• Brief
There is one span to output from the data below: the lines starting at the line with "PR #1567, opened 2025-02-19" and ending at the line with "cc @penumbra23 @dvc94ch". Output it exactly, ends included, nothing more.

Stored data
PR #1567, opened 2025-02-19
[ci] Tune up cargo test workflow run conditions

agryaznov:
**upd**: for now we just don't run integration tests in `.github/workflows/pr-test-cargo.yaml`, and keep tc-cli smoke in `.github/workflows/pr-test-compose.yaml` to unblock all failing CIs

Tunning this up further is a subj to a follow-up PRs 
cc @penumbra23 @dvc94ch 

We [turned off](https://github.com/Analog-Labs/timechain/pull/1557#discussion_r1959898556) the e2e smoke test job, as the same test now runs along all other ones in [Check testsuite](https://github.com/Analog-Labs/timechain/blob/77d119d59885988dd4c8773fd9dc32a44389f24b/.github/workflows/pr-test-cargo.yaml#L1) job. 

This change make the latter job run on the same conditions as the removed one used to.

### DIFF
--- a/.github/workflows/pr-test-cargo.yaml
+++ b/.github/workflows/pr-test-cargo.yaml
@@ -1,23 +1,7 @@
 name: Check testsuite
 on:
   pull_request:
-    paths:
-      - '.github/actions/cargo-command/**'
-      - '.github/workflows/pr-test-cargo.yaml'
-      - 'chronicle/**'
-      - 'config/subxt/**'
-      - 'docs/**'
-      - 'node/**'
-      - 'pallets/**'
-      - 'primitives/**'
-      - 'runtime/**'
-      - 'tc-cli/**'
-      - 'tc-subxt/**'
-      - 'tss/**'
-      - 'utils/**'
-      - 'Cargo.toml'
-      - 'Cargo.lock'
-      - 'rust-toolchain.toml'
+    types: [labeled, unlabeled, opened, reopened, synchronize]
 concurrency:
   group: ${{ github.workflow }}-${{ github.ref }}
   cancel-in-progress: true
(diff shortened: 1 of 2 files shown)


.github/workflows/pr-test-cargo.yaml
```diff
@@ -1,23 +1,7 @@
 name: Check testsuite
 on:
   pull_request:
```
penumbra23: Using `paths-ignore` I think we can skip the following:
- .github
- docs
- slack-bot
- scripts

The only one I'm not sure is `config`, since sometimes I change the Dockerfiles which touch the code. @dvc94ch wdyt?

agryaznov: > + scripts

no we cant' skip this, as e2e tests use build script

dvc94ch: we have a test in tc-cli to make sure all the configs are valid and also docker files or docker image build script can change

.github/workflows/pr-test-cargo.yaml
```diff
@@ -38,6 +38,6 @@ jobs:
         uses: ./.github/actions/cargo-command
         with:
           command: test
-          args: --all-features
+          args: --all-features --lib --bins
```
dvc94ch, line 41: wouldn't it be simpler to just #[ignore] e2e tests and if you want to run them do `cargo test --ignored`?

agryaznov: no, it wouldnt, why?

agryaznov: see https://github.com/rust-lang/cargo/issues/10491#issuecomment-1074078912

...

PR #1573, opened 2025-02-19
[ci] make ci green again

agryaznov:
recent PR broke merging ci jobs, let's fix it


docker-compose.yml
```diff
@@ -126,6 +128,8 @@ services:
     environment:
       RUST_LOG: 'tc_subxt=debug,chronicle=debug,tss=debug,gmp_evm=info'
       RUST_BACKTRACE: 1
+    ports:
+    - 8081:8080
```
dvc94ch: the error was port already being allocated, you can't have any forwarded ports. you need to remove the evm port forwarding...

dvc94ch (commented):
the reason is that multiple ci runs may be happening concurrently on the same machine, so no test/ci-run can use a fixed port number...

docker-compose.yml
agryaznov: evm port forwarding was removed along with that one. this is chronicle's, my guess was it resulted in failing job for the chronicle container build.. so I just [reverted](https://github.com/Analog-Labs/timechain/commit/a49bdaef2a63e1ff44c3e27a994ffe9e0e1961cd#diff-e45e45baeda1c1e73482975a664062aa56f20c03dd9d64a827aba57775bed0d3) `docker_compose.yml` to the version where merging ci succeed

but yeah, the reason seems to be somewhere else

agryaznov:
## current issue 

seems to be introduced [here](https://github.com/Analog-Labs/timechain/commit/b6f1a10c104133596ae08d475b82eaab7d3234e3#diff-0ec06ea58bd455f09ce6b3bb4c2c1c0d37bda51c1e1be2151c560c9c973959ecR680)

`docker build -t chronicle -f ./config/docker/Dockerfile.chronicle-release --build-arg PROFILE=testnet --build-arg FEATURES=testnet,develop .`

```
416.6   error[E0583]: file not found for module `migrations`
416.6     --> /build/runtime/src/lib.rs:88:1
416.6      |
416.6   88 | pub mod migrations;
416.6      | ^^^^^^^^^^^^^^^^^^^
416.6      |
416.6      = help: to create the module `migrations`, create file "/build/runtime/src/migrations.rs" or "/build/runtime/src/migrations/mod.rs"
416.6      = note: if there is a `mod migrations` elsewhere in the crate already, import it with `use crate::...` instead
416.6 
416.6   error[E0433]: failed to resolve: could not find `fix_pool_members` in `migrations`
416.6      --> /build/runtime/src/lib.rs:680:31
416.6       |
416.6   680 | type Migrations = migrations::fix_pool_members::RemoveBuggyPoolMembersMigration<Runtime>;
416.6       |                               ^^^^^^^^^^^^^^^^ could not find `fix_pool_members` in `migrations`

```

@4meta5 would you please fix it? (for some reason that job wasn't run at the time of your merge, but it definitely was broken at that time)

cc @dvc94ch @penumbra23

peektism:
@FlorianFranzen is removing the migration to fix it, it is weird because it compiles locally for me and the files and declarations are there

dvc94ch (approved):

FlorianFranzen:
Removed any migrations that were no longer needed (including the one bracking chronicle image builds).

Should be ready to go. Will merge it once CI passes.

• Result for this exercise
PR #1567, opened 2025-02-19
[ci] Tune up cargo test workflow run conditions

agryaznov:
**upd**: for now we just don't run integration tests in `.github/workflows/pr-test-cargo.yaml`, and keep tc-cli smoke in `.github/workflows/pr-test-compose.yaml` to unblock all failing CIs

Tunning this up further is a subj to a follow-up PRs 
cc @penumbra23 @dvc94ch 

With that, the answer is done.